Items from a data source
|---|

PR #873, opened 2024-09-19
Bed 4752

stephanieslamb:
## Description

Updated specified log errors to warns in order to cut down noise.  

## Motivation and Context

This PR addresses: BED-4752

This change was requested to lessen confusion post releases or while investigating certain issues. 

## How Has This Been Tested?
No real code changes.  Unit tests still pass. 

## Types of changes

## Checklist:

  - Assigned myself to this PR
  - Open API docs


packages/go/analysis/ad/esc3.go
```diff
@@ -140,7 +141,9 @@ func PostEnrollOnBehalfOf(certTemplates []*graph.Node, operation analysis.StatTr
 	versionTwoTemplates := make([]*graph.Node, 0)
 
 	for _, node := range certTemplates {
-		if version, err := node.Properties.Get(ad.SchemaVersion.String()).Float64(); err != nil {
+		if version, err := node.Properties.Get(ad.SchemaVersion.String()).Float64(); errors.Is(err, graph.ErrPropertyNotFound) {
+			log.Warnf("Did not get schema version for cert template %d: %v", node.ID, err)
```
mvlipka, line 145: Nit: mixing `Did not` and `Didnt` can make it confusing to search logs

cmd/api/src/daemons/datapipe/jobs.go
```diff
@@ -214,7 +216,9 @@ func (s *Daemon) processIngestFile(ctx context.Context, path string, fileType mo
 
 				if err := file.Close(); err != nil {
 					log.Errorf("Error closing ingest file %s: %v", filePath, err)
-				} else if err := os.Remove(filePath); err != nil {
+				} else if err := os.Remove(filePath); errors.Is(err, fs.ErrNotExist) {
+					log.Warnf("Removing ingest file %s: %v", filePath, err)
```
mvlipka, line 220: Nit: `%w` probably makes more sense than `%v`.
While they are synonymous, `%w` enforces the `Error` interface to be implemented, which for a lot of the warnings we have, it seems like that's the case that we want.

I see `%v` was already being used, and we use it a lot elsewhere, so moreso just an observation

packages/go/ein/azure.go
```diff
@@ -41,7 +41,10 @@ const (
 	KeyVaultPermissionGet string = "Get"
 )
 
-var resourceGroupLevel = regexp.MustCompile(`^[\\w\\d\\-\\/]*/resourceGroups/[0-9a-zA-Z]+$`)
+var (
+	resourceGroupLevel = regexp.MustCompile(`^[\\w\\d\\-\\/]*/resourceGroups/[0-9a-zA-Z]+$`)
+	InvalidTypeErr     = errors.New("invalid type returned from directory object")
```
mvlipka, line 46: Great refactor!

mvlipka (approved):
LGTM
Couple of nits, but, it doesn't appear we really have as much of a standard when it comes to logging warnings.
Errors are generally prefixed with one of [`Error`, 'Failed', 'Unabled'], but we don't seem to have as much consensus when it comes to warn level messages.

cmd/api/src/daemons/datapipe/jobs.go
stephanieslamb: thanks for the explanation!  went ahead and updated.

mvlipka (approved):

cmd/api/src/queries/graph.go
```diff
@@ -21,6 +21,7 @@ package queries
 import (
 	"bytes"
 	"context"
+	e "errors"
```
zinic, line 24: This is a sign that we should refactor away from using our (admittedly) ancient internal `errors` package. Please update this file to remove the use of `github.com/specterops/bloodhound/errors`.

zinic (changes requested):
One request for refactor, changeset otherwise looks solid

cmd/api/src/queries/graph.go
stephanieslamb: updated file to use `errors`

zinic (approved):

|---|

**Work task:** Nothing in the data may change. Give it again in full.

**Exercise answer:**
PR #873, opened 2024-09-19
Bed 4752

stephanieslamb:
## Description

Updated specified log errors to warns in order to cut down noise.  

## Motivation and Context

This PR addresses: BED-4752

This change was requested to lessen confusion post releases or while investigating certain issues. 

## How Has This Been Tested?
No real code changes.  Unit tests still pass. 

## Types of changes

## Checklist:

  - Assigned myself to this PR
  - Open API docs


packages/go/analysis/ad/esc3.go
```diff
@@ -140,7 +141,9 @@ func PostEnrollOnBehalfOf(certTemplates []*graph.Node, operation analysis.StatTr
 	versionTwoTemplates := make([]*graph.Node, 0)
 
 	for _, node := range certTemplates {
-		if version, err := node.Properties.Get(ad.SchemaVersion.String()).Float64(); err != nil {
+		if version, err := node.Properties.Get(ad.SchemaVersion.String()).Float64(); errors.Is(err, graph.ErrPropertyNotFound) {
+			log.Warnf("Did not get schema version for cert template %d: %v", node.ID, err)
```
mvlipka, line 145: Nit: mixing `Did not` and `Didnt` can make it confusing to search logs

cmd/api/src/daemons/datapipe/jobs.go
```diff
@@ -214,7 +216,9 @@ func (s *Daemon) processIngestFile(ctx context.Context, path string, fileType mo
 
 				if err := file.Close(); err != nil {
 					log.Errorf("Error closing ingest file %s: %v", filePath, err)
-				} else if err := os.Remove(filePath); err != nil {
+				} else if err := os.Remove(filePath); errors.Is(err, fs.ErrNotExist) {
+					log.Warnf("Removing ingest file %s: %v", filePath, err)
```
mvlipka, line 220: Nit: `%w` probably makes more sense than `%v`.
While they are synonymous, `%w` enforces the `Error` interface to be implemented, which for a lot of the warnings we have, it seems like that's the case that we want.

I see `%v` was already being used, and we use it a lot elsewhere, so moreso just an observation

packages/go/ein/azure.go
```diff
@@ -41,7 +41,10 @@ const (
 	KeyVaultPermissionGet string = "Get"
 )
 
-var resourceGroupLevel = regexp.MustCompile(`^[\\w\\d\\-\\/]*/resourceGroups/[0-9a-zA-Z]+$`)
+var (
+	resourceGroupLevel = regexp.MustCompile(`^[\\w\\d\\-\\/]*/resourceGroups/[0-9a-zA-Z]+$`)
+	InvalidTypeErr     = errors.New("invalid type returned from directory object")
```
mvlipka, line 46: Great refactor!

mvlipka (approved):
LGTM
Couple of nits, but, it doesn't appear we really have as much of a standard when it comes to logging warnings.
Errors are generally prefixed with one of [`Error`, 'Failed', 'Unabled'], but we don't seem to have as much consensus when it comes to warn level messages.

cmd/api/src/daemons/datapipe/jobs.go
stephanieslamb: thanks for the explanation!  went ahead and updated.

mvlipka (approved):

cmd/api/src/queries/graph.go
```diff
@@ -21,6 +21,7 @@ package queries
 import (
 	"bytes"
 	"context"
+	e "errors"
```
zinic, line 24: This is a sign that we should refactor away from using our (admittedly) ancient internal `errors` package. Please update this file to remove the use of `github.com/specterops/bloodhound/errors`.

zinic (changes requested):
One request for refactor, changeset otherwise looks solid

cmd/api/src/queries/graph.go
stephanieslamb: updated file to use `errors`

zinic (approved):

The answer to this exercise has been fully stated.